# Nissan GTR PDR Dent Removal? & Wheel repair



## RobT350C (Sep 11, 2009)

Hi,

Had an incident parking the car in the garage...... Gutted :-(

Just wondering if people think this can be repaired using PDR? (there is no paint damage) You can't see it on the picture but the dent extends pretty close to the wheel arch lip - very, very shallow in this area though. 

If it can be repaired can anyone recommend any good dent removal places that cover the warrington area and will spend the time to get it perfect! (can travel if necessary). Have used 'the dent centre' before on some other cars and seemed ok but I just want to be sure to get this 100% with it being my pride and joy!

The wheel also got scraped at the same time and apparently you can't get the colour, any chance this could just be touched up with a close colour match? If so any recommendations in the Warrington area? Again can travel if required.

Thanks in advance.


----------



## Kerr (Mar 27, 2012)

I had a dent on my wheel arch before which I thought was very minor. I also had another one I wanted done at the same time. 

After sending off for a few quotes all of them said they wouldn't touch the wheel arch dent. 

One guy came out and had a look. He explained it is a double skinned panel and isn't as easy as just coming from behind. 

He ended up just using a sticky pad and slide hammer to minimise the ding. 

He said to do it right would mean taking apart a lot of interior trim on my car just to get access. 

It seems all the PDR people like their quick fixes for easy money. They don't want tough jobs.


----------



## Bevvo (Feb 1, 2013)

Any dent tech worth his salt will have that dent out before his brew goes cold. I've seen some examples which are bordering on the unbelievable. Yours is definitely in the easy category for a pro provided that you get the right man for the job.


----------



## adamb87 (Jan 13, 2012)

that will come out i think. where are you located ? i know a cracking lad near me


----------



## RobT350C (Sep 11, 2009)

That's really reassuring. 

I've just done a google images search and there's a couple from a dent removal firm doing a gtr with a wheel arch dent just like mine so I know it can be accessed ok.

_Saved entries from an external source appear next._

PR #814, opened 2016-03-24
Improving InterceptorFactory to allow usage without Intercept annotation.

thetoster:
I wanted to use intercept extras, however it looks like I need to add annotation to my classes. From my project perspective this was unacceptable step, since it breaks my abstraction. So I added possibility to "inject" post process binding by configuration method rather then by annotation.


inder123:
@joel-leitch You had an idea of generalized interceptors. Do you want to think through how to revise this pull request or write a new one?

Just need to find the best dent removal person now. Any suggestions let me know, same with the wheel. 

Thanks.


----------



## RobT350C (Sep 11, 2009)

P.s. warrington based


----------



## adamb87 (Jan 13, 2012)

i will pm you the number for his guy. nkt sure if he will travel but worth an ask. he did wonders on my vxr


----------



## Bevvo (Feb 1, 2013)

Please take a look at this post.

http://www.detailingworld.co.uk/forum/showthread.php?t=336040

I suggested a company in post #2 who I have never used but who I heard had a good reputation. It seems they did a great job.

Take a look at the website and give them a call if you think they are any good for you. I think they are Preston based which isn't too far from you. If they don't travel so far then you may be able to go to them. Alternatively they may suggest someone more local to you.

I hope this helps.

Doh! I've just realised that Adam (post above this one) is the person who I'm referring to in the linked thread.


----------



## Kerr (Mar 27, 2012)

Bevvo said:


> Please take a look at this post.
> 
> http://www.detailingworld.co.uk/forum/showthread.php?t=336040
> 
> ...


I can't help but notice that not one of their dents were on the rear wheel arch with a double skinned panel.

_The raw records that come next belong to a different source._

PR #821, opened 2016-03-31
Refactoring: Keep track of registered JsonAdapters in ThreadLocals.

inder123:


gson/src/main/java/com/google/gson/internal/bind/JsonAdapterAnnotationTypeAdapterFactory.java
```diff
@@ -40,33 +58,69 @@ public JsonAdapterAnnotationTypeAdapterFactory(ConstructorConstructor constructo
...
-      Class<TypeAdapterFactory> typeAdapterFactory = (Class<TypeAdapterFactory>) value;
-      typeAdapter = constructorConstructor.get(TypeToken.get(typeAdapterFactory))
-          .construct()
-          .create(gson, fieldType);
+      TypeAdapterFactory factory = getTypeAdapterFactory(rawType, annotation, constructorConstructor);
+      typeAdapter = factory == null ? null : factory.create(gson, type);
     } else {
       throw new IllegalArgumentException(
-          "@JsonAdapter value must be TypeAdapter or TypeAdapterFactory reference.");
+          "@JsonAdapter value must be TypeAdapter, TypeAdapterFactory, JsonSerializer or JsonDeserializer reference.");
```
swankjesse: Is the JsonSerializer / JsonDeserializer change true?

gson/src/main/java/com/google/gson/internal/bind/JsonAdapterAnnotationTypeAdapterFactory.java
```diff
@@ -40,33 +58,69 @@ public JsonAdapterAnnotationTypeAdapterFactory(ConstructorConstructor constructo
...
+      return null;
+    }
+    return getTypeAdapterFactory(annotatedClass, annotation, constructorConstructor);
+  }
+
+  @SuppressWarnings({ "unchecked", "rawtypes" }) // Casts guarded by conditionals.
+  TypeAdapter<?> getTypeAdapter(ConstructorConstructor constructorConstructor, Gson gson,
+      TypeToken<?> type, JsonAdapter annotation) {
     Class<?> value = annotation.value();
+    Class<?> rawType = type.getRawType();
```
swankjesse: It looks like this used to work for parameterized types and now it doesn't. Is `@JsonAdapter Foo<Bar>` supported?

swankjesse:
This is a big complicated change with no motivating test case.

gson/src/main/java/com/google/gson/internal/bind/JsonAdapterAnnotationTypeAdapterFactory.java
inder123: I am not sure what you mean. JsonAdapter always took a class as value.
```
@JsonAdapter(MyTypeAdapter.class)
Foo foo;
```
You can also use JsonAdapter on a parameterized field if you wanted. But that shouldn't get affected here.

inder123:
@swankjesse @JakeWharton I have revised this pull request to support JsonSerializer and JsonDeserializer in JsonAdapter. Please take a look.

gson/src/test/java/com/google/gson/functional/JsonAdapterSerializerDeserializerTest.java
```diff
@@ -0,0 +1,127 @@
+/*
+ * Copyright (C) 2008 Google Inc.
```
swankjesse: Nit: 2008

gson/src/main/java/com/google/gson/internal/bind/JsonAdapterAnnotationTypeAdapterFactory.java
swankjesse: What happens if I have a `List<Foo>` and a `List<Bar>`? Do I get cache pollution?

swankjesse: (Because List.class is the cache key for both)

inder123: Aha, Good point. This was indeed a bug. See the revised commit that fixes this problem and has a regression test.

gson/src/main/java/com/google/gson/internal/bind/JsonAdapterAnnotationTypeAdapterFactory.java
inder123: Yes, it is now implemented.

swankjesse:
What’s the motivation? ThreadLocals make me nervous.

inder123:
Threadlocal for TypeAdapter is not really needed here, it just provide caching for reusing a JsonAdapter.

It is needed for a TypeAdapterFactory to support skipPast.

What's your concern with ThreadLocals.

swankjesse:
I don’t see why the ThreadLocals are necessary to solve this problem. Which is the test case that needs it?

inder123:
JsonAdapterNullSafeTest.testNullSafeBugSerialize will fail if we remove the TypeAdapterFactory ThreadLocal.

inder123:
@swankjesse  Please review (note the test that fails if we remove ThreadLocal for the factory. I can remove the other threadlocal, but it may have a performance benefit).

swankjesse:
I looked at this and it’s a bit difficult to trace. It’s unfortunate that the test that fails seems particularly contrived. A simpler test would just fail with a StackOverflowError rather than using a thread local to try to defeat the recursion.

What should the precedence rules be with `@JsonAdapter` ? That is, if I say `@JsonAdapter` on a type that also has a user-configured adapter, does that adapter get used with `getDelegateAdapter()` ? Or does it always delegate to the reflective implementation?

One thing that’s potentially surprising is that `getDelegateAdapter()` can yield different results for different `Gson` instances. That’s probably okay, but it’s awkward to spread the configuration in both the callsite code (at field declaration) and also in the GsonBuilder.

I think it’s pretty straightforward to avoid either of the new ThreadLocals by making a tweak to `getDelegateAdapter()` like this:
```
    if (!factories.contains(skipPast)) {
      skipPast = jsonAdapterFactory;
    }
```
But that impacts the precedence of the delegate adapter. It also causes potentially surprising behavior in the non-`@JsonAdapter` case because an unknown `skipPast` is treated as a sentinel value.

inder123:
@swankjesse 
precedence rules. I think with GsonBuilder setting should always take precedence since that allows a user to override a pre-configured behavior. Obviously, JsonAdapter on a field is NOT overridable in GsonBuilder, but the user has the option of attaching a TypeAdapter to the enclosing class.

I think you are saying that you don't want me to use your solution of avoid threadlocals. Anything else that needs to be done for this pull request?

inder123:
BTW, those precedence rules are asserted in JsonAdapterAnnotationOnClassesTest

inder123:
@swankjesse  Once this is merged, I would like to cut a new Gson release.

swankjesse:
I think avoiding ThreadLocals would be great. At least for me they’re difficult to reason about.

inder123:
Ok. Removed one of the ThreadLocals. Can't remove the other ThreadLocal without breaking (admittedly convoluted, but from real production code) JsonAdapterNullSafeTest.testNullSafeBugSerialize test.

Since this line of code is only invoked when JsonAdapter annotation is present, I think it is OK to leave it as is. If you are worried about performance impact, I can make instantiation of ThreadLocal conditional.

inder123:
@swankjesse I don't see any further enhancements in this PR. Please complete this review, or provide alternate code that I can use the ThreadLocal with.

swankjesse:
Here’s a branch that shows one approach to solving this problem without a ThreadLocal.
https://github.com/google/gson/compare/master...jwilson.0601.get_delegate_adapter?expand=1#files_bucket

inder123:
This approach looks good to me. Let me issue a pull request to you from
this branch.

On Wed, Jun 1, 2016 at 9:34 PM, Jesse Wilson <notifications@github.com>
wrote:

> Here’s a branch that shows one approach to solving this problem without a
> ThreadLocal.
>
> https://github.com/google/gson/compare/master...jwilson.0601.get_delegate_adapter?expand=1#files_bucket
>
> —
> You are receiving this because you authored the thread.
> Reply to this email directly, view it on GitHub
> <https://github.com/google/gson/pull/821#issuecomment-223193208>, or mute
> the thread
> <https://github.com/notifications/unsubscribe/ABCwypOrLi3LQj_033Prly-pht_DOueAks5qHl1XgaJpZM4H8Wzm>
> .
>



-- 
http://www.singhinderjeet.com/

inder123:
As #873 has been merged and is a duplicate of this, closing this.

One of the guys that turned down my work was Martin at Dent Devils who Polished Bliss say is the best in the business.

Having spoke to quite a few highly recommended PDR guys, they all ran a mile.

It was said that most of the PDR guys are wanting the quick easy fixes. Jobs on the rear arch are apparently a lot more difficult from what they tell me.


----------



## RobT350C (Sep 11, 2009)

Thanks all and keep the suggestions coming!

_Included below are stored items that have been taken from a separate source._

PR #827, opened 2016-04-11
Add the interface, GsonInterface, to the Gson object to enable cleaner unit testing

artnaseef:
Since the Gson object is final, it is not possible to mock it, making unit testing more difficult for users of the class.

Adding an interface to the class eliminates the problem as users of the Gson object can operate on the interface instead, and thereby enable mocks to be injected for testing purposes.

### DIFF
--- a/gson/src/main/java/com/google/gson/Gson.java
+++ b/gson/src/main/java/com/google/gson/Gson.java
@@ -100,7 +100,7 @@ import com.google.gson.stream.MalformedJsonException;
  * @author Joel Leitch
  * @author Jesse Wilson
  */
-public final class Gson {
+public final class Gson implements GsonInterface {
   static final boolean DEFAULT_JSON_NON_EXECUTABLE = false;
   static final boolean DEFAULT_LENIENT = false;
   static final boolean DEFAULT_PRETTY_PRINT = false;
@@ -372,6 +372,7 @@ public final class Gson {
    * @throws IllegalArgumentException if this GSON cannot serialize and
    *     deserialize {@code type}.
    */
+  @Override
   @SuppressWarnings("unchecked")
   public <T> TypeAdapter<T> getAdapter(TypeToken<T> type) {
     TypeAdapter<?> cached = typeTokenCache.get(type == null ? NULL_KEY_SURROGATE : type);
@@ -465,6 +466,7 @@ public final class Gson {
    *
    * @since 2.2
    */
+  @Override
   public <T> TypeAdapter<T> getDelegateAdapter(TypeAdapterFactory skipPast, TypeToken<T> type) {
     boolean skipPastFound = false;
     // Skip past if and only if the specified factory is present in the factories.
@@ -494,6 +496,7 @@ public final class Gson {
    * @throws IllegalArgumentException if this GSON cannot serialize and
    *     deserialize {@code type}.
    */
+  @Override
   public <T> TypeAdapter<T> getAdapter(Class<T> type) {
     return getAdapter(TypeToken.get(type));
   }
@@ -511,6 +514,7 @@ public final class Gson {
    * @return Json representation of {@code src}.
    * @since 1.4
    */
+  @Override
   public JsonElement toJsonTree(Object src) {
     if (src == null) {
       return JsonNull.INSTANCE;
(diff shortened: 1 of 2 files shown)


inder123:
Thanks for taking the time to write a pull request. Such concrete feedback is much more helpful than just a feature request.
Unfortunately, however, we are not yet ready to expand Gson API. Can you use a mocking library instead?

artnaseef:
Mocking libraries cannot mock final classes, thus the benefit and purpose of this pull request.

Note that the changes in this pull request do not change the API itself.  It simple adds an interface with the same API (method signatures are exactly the same) so that users can choose to make accesses through the interface rather than directly against the class.  Doing so makes mocking possible.

Like this:

    // ORIGINAL 
    public final class MyUtil {
        public int add(int x, int y) {
            return x + y;
        }
    }

=====

    // UPDATED
    public final class MyUtil implements MyUtilInterface {
        @Override
        public int add(int x, int y) {
            return x + y;
        }
    }

    public interface MyUtilInterface {
        int add(int x, int y);
    }

Would you please reconsider?  Without this, unit testing code that use Gson become significantly harder.

JakeWharton:
Why are you mocking Gson? Seems like a huge anti-pattern.

artnaseef:
Hey Jake - mocking is a unit testing technique that allows one to limit all
test interactions to the class-under-test.  In order for that to work
properly, all other objects with which that class operates need to be
mocked.  Without mocking, those classes are being tested too, which leads
to more complicated tests that are more brittle (i.e. break more easily),
and making it far harder to track down bugs as bugs manifest themselves
across multiple unit tests instead of only showing up in the one for the
class that introduced the bug.

I can clarify and provide examples if that helps.

There's a lot of good information on mocking out there.

If you can explain the concern and why it feels like an anti-pattern, I'll
address the same.

Art

JakeWharton:
I know what mocking is. Why are you wanting to mock the Gson object instead
of just letting it serialize?

artnaseef:
Jake - it sounds like you and I have a different approach to unit testing.

In the approach I use and advocate, letting Gson "serialize" (or perform any of the other operations for which we us it) during unit testing of our own classes is not appropriate.  Perhaps some day we'll have the opportunity to grab a beer and discuss our various approaches.

JakeWharton:
In that case you should be completely abstracting your serialization
library in an application-defined type. It's not the library's
responsibility to provide that abstraction.

artnaseef:
That is true - the library doesn't have to do so.  I was hoping it would,
though, as this is a very simple and minimal update.  Making a thin layer
in my own code increases the amount of code to solve the problem (compared
with this solution), and the complexity of the same, by a fair amount.
And, on every product on which I work, I need to repeat the same exercise
(i.e. the complexity is distributed).

Honestly, I was at first discouraged to see that all the Gson classes are
marked as final, but when I read that the reason is to prevent extending of
classes by users of the library - i.e. that the classes are "final" in
order to create the contract "we don't support extending this class," I
realized that's a great approach.  So then I thought about how I could make
the code easy-to-mock and this hit me:

   1. The new interface does not affect anybody that does not use it.
   2. All that is needed from the library is to add the interface and
   maintain the list of methods.
   3. Folks that want "mockable" use can then easily transition to the use
   of "GsonInterface" in place of "Gson" where needed.
   4. As the API of Gson changes across versions, the GsonInterface would
   track along quite simply as well.

This increased ease-of-use will increase my adoption of the library as
well.  So, win/win for very little effort.  Writing a layer in-between my
application and third-party libraries that is nothing more than a
pass-through to the third-party library is not a practice that I want to
adopt.  Creating code that's easy to unit test already leads to too much
boiler-plate code.  Honestly, I keep wishing the JVM offered a "test mode"
in which interactions with all classes could easily be mocked - especially
built-in classes interacting with system resources (such as files and
sockets).

Art

JakeWharton:
Adding this interface actively hurts the public API. What happens when we need to add a new method to `Gson` in the future? Adding methods to interfaces is not source or binary compatible so some hypothetical (and illogical) user which created another implementation of this interface would have their application break.

You also haven't justified the need for mocking. `Gson` is deterministic and side-effect free type so there's no reason tests should avoid calling it. If anything, providing a fake or mock implementation is likely to cause _more_ problems than it solves. You may inadvertently create behavior differences between what your tests code against and what actually happens at runtime. This is usually a sign of overly-white box tests that should actually be seeking more black box behavior. You're testing _how_ the code interacts with the library instead of testing _what_ the code does (e.g., what outputs certain inputs create).

I would have been :-1: on this change even if it wasn't closed.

I should have mentioned that the dent is on the front wing.

Thanks.


----------



## HEADPHONES (Jan 1, 2008)

Hi Rob,
Sorry to hear about your "wounded" GTR.
Hope you manage to get it sorted. 
I know a Rob who lives in Warrington with a a GTR who also owns an old MG........
Do you know a Chinese 350z owner called Andy from the old NCT days?

Anyhow......feel your pain.
I got 3 malicious dings on my door all an inch apart 
Hope to get them sorted this summer.

Good luck
Andy


----------



## Kerr (Mar 27, 2012)

RobT350C said:


> Thanks all and keep the suggestions coming!
> 
> I should have mentioned that the dent is on the front wing.
> 
> Thanks.


LOL. Ignore me then. You'll be fine.


----------



## AaronGTi (Nov 2, 2010)

http://www.detailingworld.co.uk/forum/showthread.php?t=314943

See the above for many examples of pdr


----------



## RobT350C (Sep 11, 2009)

Thanks everyone!

As recommended now booked in with Mark at Lancashire Dent Solutions for Saturday - can't wait to get rid of the dent! Also Mark recommended WRC in Preston for the alloy wheel so have just contacted them.

Andy, yes it's me! Good to see you on here and sorry to hear about your car. Bizarrely I actually saw you this morning turning into work as I was going to my accountants! Car looked very shiny  Was in Em's Mondeo Estate.


----------



## EliteCarCare (Aug 25, 2006)

Any dent tech may struggle with this one as it's virtually on the line and it's on a double skinned panel, they can probably improve it but may not be able to achieve a 100% fix.

Hope you get it sorted.

Alex


----------



## Bevvo (Feb 1, 2013)

Thanks for the update Rob. Don't forget to let us know how it turns out on Saturday.


----------



## homemadewoody (Jul 6, 2006)

Hi rob hope you got the dent sorted? Just to let you know that dent will come out 100% with a good tech. I've been I pdr tech for ten year now and that dent is as simple as it gets buddy. The dent being on the body line is no problem at all. The problem these days is the is so many guys out there that think they can do dents after doing a weeks course or they have trained themselves in there garage or back garden that it's giving us fully trained and professional pdr techs a bad name.


----------



## RobT350C (Sep 11, 2009)

Firstly, thanks to everyone for their feedback and advice.

Secondly, THE DENT IS GONE ! 

Drove up on Saturday and Mark had the dent out within an hour, great service and a job well done.

Now for the wheel, WRC have been in touch so will reply now. Will keep you updated.

Thanks.
Rob.


----------



## BRYHER (Aug 19, 2008)

After's photo needed.
Michael


----------